The scandal led to investors losing somewhere in the region of £100m. Arad died in 2008 of a heart attack, with none of the money he made returned to investors.
Rybak, who was based in Monaco, was forced to pay back some of the money, but not enough to cover all of the losses.
The only person to really face any meaningful charges was Pearson, who was sentenced to a year in prison for fraud. Even now it’s not clear if he was genuinely malicious or was used as a patsy by the other people involved in the scheme.

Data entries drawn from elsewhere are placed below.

PR #2168, opened 2023-05-29
Fix conflicts when watch and interactive try to read StdIn

### LINKED ISSUE #2121: Multi-main project run in interactive with watch fails after first selection
**Version(s)**
1.0.0-RC2

**Describe the bug**
When running 

**To Reproduce**
1. create:
**bug.scala**
```scala
object Run1 extends App {}
object Run2 extends App {}
```
2. run:
```
scala-cli run --watch --interactive bug.scala
```
3. Select `Run1` with `0`
4. Press enter to run again
5. Select `Run1` with `0` again.
6. From now on scala-cli will be stuck in a loop with the following error:
```
Unable to parse input: integer value from 0 to 1 is expected.
```

**Expected behaviour**
Second (and other runs) should continue correctly

MaciejG604:
Fixes #2121

The original problem was caused by watch mode reading StdIn for `ENTER` and then immediately doing `StdIn.read` again, which stole the first character from what interactive mode should have read.

However there's another issue with watch-interactive interaction, sometimes the watch mode reruns when sources change and should no longer read `StdIn`, but the `StdIn.read` is not interruptible, so again it will steal first character from interactive mode.

The solution from this PR fixes both problems.

### DIFF
--- a/modules/options/src/main/scala/scala/build/interactive/Interactive.scala
+++ b/modules/options/src/main/scala/scala/build/interactive/Interactive.scala
@@ -1,6 +1,6 @@
 package scala.build.interactive
 
-import scala.io.StdIn
+import scala.build.internal.StdInConcurrentReader
 
 sealed abstract class Interactive extends Product with Serializable {
   def confirmOperation(msg: String): Option[Boolean]                = None
@@ -16,7 +16,7 @@ object Interactive {
   private def readLine(): String =
     interactiveInputsOpt match {
       case None =>
-        StdIn.readLine()
+        StdInConcurrentReader.waitForLine().getOrElse("")
       case Some(interactiveInputs) =>
         synchronized {
           interactiveInputs match {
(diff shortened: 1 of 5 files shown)


modules/options/src/main/scala/scala/build/interactive/Interactive.scala
```diff
@@ -35,10 +35,7 @@ object Interactive {
     private sealed abstract class Action[V] extends Product with Serializable {
       def msg: String
       def action: Option[V]
-      final def run: Option[V] =
-        if (interactiveInputsOpt.nonEmpty || coursier.paths.Util.useAnsiOutput())
-          action
-        else None
```
lwronski: Why was this code removed?

MaciejG604: There's a condition inside that interfered with testing `--interactive` with stdin input (namely `if (System.console() == null) return false`), after consideration this check is required. I added an environment variable specifically for testing to override this behaviour.

modules/options/src/main/scala/scala/build/interactive/Interactive.scala
```diff
@@ -36,7 +36,11 @@ object Interactive {
       def msg: String
       def action: Option[V]
       final def run: Option[V] =
-        if (interactiveInputsOpt.nonEmpty || coursier.paths.Util.useAnsiOutput())
+        if (
+          interactiveInputsOpt.nonEmpty ||
+          coursier.paths.Util.useAnsiOutput() ||
+          System.getenv("SCALA_CLI_INTERACTIVE_TEST") != null
```
lwronski:
```suggestion
          System.getenv("SCALA_CLI_INTERACTIVe") != null
```

This flag could be useful not only in the tests.

lwronski (approved):
LGTM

It’s often easy to look back in hindsight and say that you’d have behaved differently but in this case it seemed so clear that something seriously fishy was going on.
And that brings us back to Ayalon’s story.
Long after The Gatekeepers came out, he wrote a book where he revealed the director of the film had cut out half of what he said, which actually contained the point he was trying to make.
“For most people it’s a very, very sad moment when you realise nobody was behind the door,” he’d added. “For me it was like I suddenly saw the light. I realised the simple concept of democracy. It is me who needs to take responsibility. I am responsible.”
To translate that into more banal investment terms, Langbar’s story should serve as a reminder that we should trust a lot of our gut instincts and beliefs.
Don’t expect guys in flashy suits or people using highfalutin language to always be telling the truth or have your best interest at heart.
That’s not to say you should be a paranoid wreck, distrusting everything you're told. But if something seems like it isn’t right, there’s a good chance it isn’t.
It’s a wild world out there and the odds are another Langbar-esque firm will appear on the scene at some point. Just make sure you aren’t caught out by them.